DESCRIPTION (provided by applicant): A microorganism's response to a harsh environment is characterized by genome-wide changes in gene expression orchestrated by factors that exert a global influence over transcription. These factors are important virulence determinants in pathogenic bacteria because they control the cell's response to the bacteriocidal conditions, such as oxidative stress, imposed by the host's immune systems. A protein from Bacillus subtilis, Spx, both negatively and positively controls transcription over a genome-wide scale in response to oxidative stress. Spx is conserved among low GC Gram-positive bacteria, bears a CXXC motif resembling an active site found in redox factors such as thioredoxin, and is controlled proteolytically by the ATP-dependent protease, C1pXP. In an oxidative environment, Spx affects transcription by interacting with the C-terminal domain of the RNA polymerase (RNAP) alpha subunit (alphaCTD), but it does not itself bind to DNA. The goal of the proposed project is to understand how Spx exerts both negative and positive transcriptional control, and how Spx concentration is regulated.
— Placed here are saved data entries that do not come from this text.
Issue #1487, opened 2014-02-06
Ruby 2.0: Object.const_get throws a "NameError: wrong constant name" when called with leading ::


slowjack2k:
Object.const_get throws a "NameError: wrong constant name" when called with leading ::

Example:

```ruby
module A 
  class B 
  end 
end

Object.const_get '::A::B'

#=> A::B with ruby 2.0
#=> NameError: wrong constant name with JRUBY_OPTS=--2.0 jruby-1.7.10
```

PR #2339, opened 2014-12-21
Fix Module.const_get for strings beginning with "::"

lumeet:
Yes, #1487 seems super easy.

### DIFF
--- a/core/src/main/java/org/jruby/RubyModule.java
+++ b/core/src/main/java/org/jruby/RubyModule.java
@@ -2816,6 +2816,10 @@ public class RubyModule extends RubyObject {
         String symbol = fullName;
         boolean inherit = args.length == 1 || (!args[1].isNil() && args[1].isTrue());
 
+        if (symbol.indexOf("::") == 0) {
+            symbol = symbol.substring(2);
+        }
+
         RubyModule mod = this;
         int sep;
         while((sep = symbol.indexOf("::")) != -1) {


headius:
I'm not sure this is the right fix. For example, the following case should get the top-level Foo, and I don't think it will in your patch:

```ruby
Foo = 1
module Bar
end
Bar.const_get('::Foo')
```

lumeet:
Hmm... am I missing something here?

test.rb:
```ruby
Foo = 1
module Bar
end
puts Bar.const_get('::Foo')

module A 
  class B 
  end 
end

put Object.const_get('::A::B')
```
Using MRI 2.2 and patched JRuby:
```shell
$ rbenv shell 2.2.0
$ ruby test.rb
1
A::B

$ bin/jruby test.rb
1
A::B
```

headius:
Object.const_get('::A::B') is equivalent to Object.const_get('A::B'). Your other case does appear to show it working right, so perhaps I reviewed it poorly. Will try it locally.

headius:
Ok, I have a case that better illustrates the problem:

```ruby
Foo = 1
module Bar; Foo = 2; end
Bar.const_get('::Foo')
```

Basically a leading :: should cause it to start searching at Object, rather than from the target class.

lumeet:
Now this is a perfect example of sticking to test cases instead of thinking. I'll take a look at this again. :)

headius:
@lumeet There are very likely test cases in MRI's suite (rake test:mri, test/mri/socket/**) or in RubySpec (rake test:ruby:fast, spec/ruby/core/socket/**) if you want to try getting them to run. If so, you can also remove tags/excludes from spec/tags or test/mri/excludes.

headius:
BTW, you can get access to Object with `runtime.getObject`.

headius:
Fixed via 5868779.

The hypothesis that Spx competes for sites on alphaCTD that are targeted by transcription activators will be tested by conducting mutational analysis to identify activator and Spx interaction surfaces on alphaCTD. Spx-dependent positive control will be studied by determining the composition of the Spx-RNAP transcription complex using DNA-protein crosslinking and suppressor analysis. To further understand the redox control of Spx, the activation and repression activities of mutant versions having residue substitutions in the CXXC motif will be analyzed by in vitro transcription experiments. Thiol-specific reagents and mass spectrometry will be used to identify putative modifications of the Cys residues in the active form of Spx. The transcriptional control of the oxidative stress-induced spx gene will be studied by identifying both cis-acting and trans-acting regulatory factors. Spx proteolytic control will be studied by determining if the Zn-finger domain of the C1pX subunit of C1pXP is the site of redoxdependent regulation. The effects of oxidants on Zn release and C1pXP activity will be determined in vitro.

描述（由申请人提供）：微生物对恶劣环境的反应的特征是基因表达的全基因组变化，这些变化是由对转录产生全局影响的因素精心策划的。这些因子是致病菌重要的毒力决定因素，因为它们控制细胞对杀菌条件的反应，例如宿主免疫系统施加的氧化应激。来自枯草芽孢杆菌的一种蛋白质 Spx 可以在全基因组范围内负向和正向控制转录，以响应氧化应激。 Spx 在低 GC 革兰氏阳性细菌中是保守的，具有 CXXC 基序，类似于硫氧还蛋白等氧化还原因子中的活性位点，并由 ATP 依赖性蛋白酶 C1pXP 进行蛋白水解控制。在氧化环境中，Spx 通过与 RNA 聚合酶 (RNAP) α 亚基 (alphaCTD) 的 C 端结构域相互作用来影响转录，但它本身不与 DNA 结合。该项目的目标是了解 Spx 如何发挥负转录控制和正转录控制，以及 Spx 浓度如何调节。 Spx 竞争 alphaCTD 上转录激活剂靶向位点的假设将通过进行突变分析来测试，以识别 alphaCTD 上的激活剂和 Spx 相互作用表面。 Spx 依赖性阳性对照将通过使用 DNA-蛋白质交联和抑制分析确定 Spx-RNAP 转录复合物的组成来研究。为了进一步了解Spx的氧化还原控制，将通过体外转录实验分析CXXC基序中具有残基取代的突变体版本的激活和抑制活性。硫醇特异性试剂和质谱将用于鉴定 Spx 活性形式中 Cys 残基的假定修饰。将通过鉴定顺式作用和反式作用调节因子来研究氧化应激诱导的 spx 基因的转录控制。通过确定 C1pXP 的 C1pX 亚基的 Zn 指结构域是否是氧化还原依赖性调节位点来研究 Spx 蛋白水解控制。氧化剂对 Zn 释放和 C1pXP 活性的影响将在体外测定。